[[ Task material open ]]
PR #753, opened 2018-08-01
Use a pointer cursor for highlights

dsiddy:
The `annotator-hl` class contains a `cursor: pointer;` rule already, but
it only applies to mobile devices (more precisely, devices which lack a
sufficiently accurate primary pointer, like a mouse). I simply removed
this restriction so that the rule applies across the board.

Closes: hypothesis/product-backlog#703


robertknight:
Looks good to me. Thanks @dsiddy!

PR #754, opened 2018-08-02
Fix `groups.focused()` error if localStorage is empty when client loads

### LINKED ISSUE #750: TypeError: null is not an object (evaluating 'u.focused().id')
The current version of the client is producing an enormous volume of these errors in production, exhausting our Sentry quota.

https://sentry.io/hypothesis/client/issues/604636862/

```
TypeError: null is not an object (evaluating 'u.focused().id')
  at None (src/sidebar/components/sidebar-content.js:236:12)
...
(2 additional frame(s) were not displayed)
```

robertknight:
If the client started and local storage did not contain a saved
last-viewed group ID, then `groups.load()` would attempt to call
`store.focusGroup(null)`. As a result subsequent calls to
`groups.focused()` would return null and code in various places in the
application expects that there will always be a focused group.

Fix the problem by not setting the focus group after groups are fetched
unless the previously-focused group was set and exists in the new
groups list.

Also improve the behavior of `store.focusGroup` by making it leave the
focused group untouched if the specified group has not been loaded, but
log an error so we'll know (via Sentry) if it happens again.

Fixes #750

----

**Steps to reproduce**

1. Clear local storage for http://localhost:5000
2. Visit any page with the development client active

**Expected (this branch)**: No error, appropriate default group is focused
**Actual (master)**: Error about `groups.focused().id` being null when the client starts

### DIFF
--- a/src/sidebar/services/groups.js
+++ b/src/sidebar/services/groups.js
@@ -62,12 +62,12 @@ function groups($rootScope, store, api, isSidebar, localStorage, serviceUrl, ses
         params.document_uri = uri;
       }
       return api.groups.list(params);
[[ Task material closed ]]
**Problem statement**: The lines to return are those in the records above that hold the word "applies".

**Reply**:
it only applies to mobile devices (more precisely, devices which lack a
this restriction so that the rule applies across the board.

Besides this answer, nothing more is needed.